Admittedly, being in Florida makes me look at these pictures with nostalgia.
But then again—I have central heating and wood stoves.

Then there was food.  Techniques of drying, oil-packing, and salting were available; but in many places (despite the cold winters) you couldn’t reliably freeze things to preserve them.  Fruits, vegetables, eggs, meat, and fish where all seasonal items.  Nuts, grains, and cheese and milk (because God made cows like mothers to produce milk on demand) could plausibly be eaten all year round.

Oh, and did I mention that the bathrooms were oftentimes outside (unless you wanted a chamber pot in your bedroom), and the animals were sometimes inside?  Probably not in the bedroom, though (in this regard, early modern folks may have been a little smarter than some of their twentieth-century descendants), unless your only room WAS the bedroom.

Just let your imaginations dwell on that picture for a while.

The fact is, in previous ages people dealt with a much more physical discomfort on a day-to-day and year-to-year basis than we did.  The additional hardship of adding a squalling newborn to the mix might have been the straw that broke the camel’s back for some; but for many I suspect it was just one more facet of life-ain’t-easy-get-used-to-it.  And this particular facet, while it made just as much mess as the animals, smelled so much nicer (at least for the first few weeks)!

Meanwhile, here I sit in southern Florida, in a  climate-and-humidity-controlled apartment—infested with pestiferous boxes, to be sure (finally cleaned up, hurrah!)—wearing soft, stretchy clothing (elastic is my new best friend)—near a refrigerator full of food—well, hm, not that full; maybe it’s time to hop in my gasoline-burning miracle and go to the nearest Walmart?  Oh, and if I’m worried that the new absence of manual labor in my life may result in a subpar birth experience, I can head for the also climate-controlled gym, or better still hop onto YouTube (metaphorically) and go through that pre-natal Pilates video again.  (Complete with an instructor who is almost exactly as pregnant as I am, which is … inspiring? embarrassing?)

To unfairly borrow the words of Yum-Yum, herself facing the culturally-distinct prospect of burial alive, “You see my difficulty!”  I have it quite easy, compared to my female ancestresses.  Everything around me is tailored to my comfort, my convenience, my needs; really, tailored to my preferences.

OK, well, maybe not being in Florida itself.  Because Zika. 
And humidity.  And having to stay indoors.  But still!

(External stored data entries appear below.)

PR #338, opened 2021-01-19
Moderna is used in Czech republic too

flekmatik:
https://www.idnes.cz/ostrava/zpravy/moderna-ockovani-kraj-vakcina-koronavirus.A210115_589622_ostrava-zpravy_woj


edomt:
Thanks, I'll update the metadata accordingly.

PR #347, opened 2021-01-21
Automate batch vaccination data for Czechia

kokes:
I copied over the German script and adapted it for Czechia


edomt:
Thank you! Very useful :)

PR #350, opened 2021-01-21
Ireland vaccination numbers data from 21st Jan

donovanh:
Latest figures from https://covid19ireland-geohive.hub.arcgis.com


edomt:
Hi @donovanh. We collect data directly from that website already, so that new data point will be part of today's update (in ~1 hour). But thank you for the contribution!

donovanh:
Cool, thank you.

PR #353, opened 2021-01-22
Update Portugal.csv

bmserras:


edomt:
Thanks @bmserras 
This data will be automatically from https://covid19.min-saude.pt/ponto-de-situacao-atual-em-portugal/ during our daily update.

PR #1006, opened 2021-04-10
Update Bangladesh.csv

Shapod:


lucasrodes:
Thanks.

For the record: Might be soon suitable for batch automation with source http://103.247.238.92/webportal/pages/covid19-vaccination.php, once 2nd dose information is available.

I’m hardly complaining about the situation.  But it does mean that the permanent presence of a baby will make this the first time in a couple of years that I’ve had to tailor my daily life around anything but the preferences of myself and one other rational adult.  And—especially if one’s memory of parents’ doing the same is faded or non-existent—I can see how that adjustment would be dramatic, not to say traumatic.  In this one regard, at least; in not having so great an adjustment to make, Shakespeares Wife had it easy.

P.S. One more advantage that our ancestors may well have had in the matter of child-rearing: sleep habits.  New scholarship is suggesting that divided sleep cycles were not unusual prior to the last century or so.  In other words: Anne Shakespeare may already have been up once or twice a night, before little Susanna came along.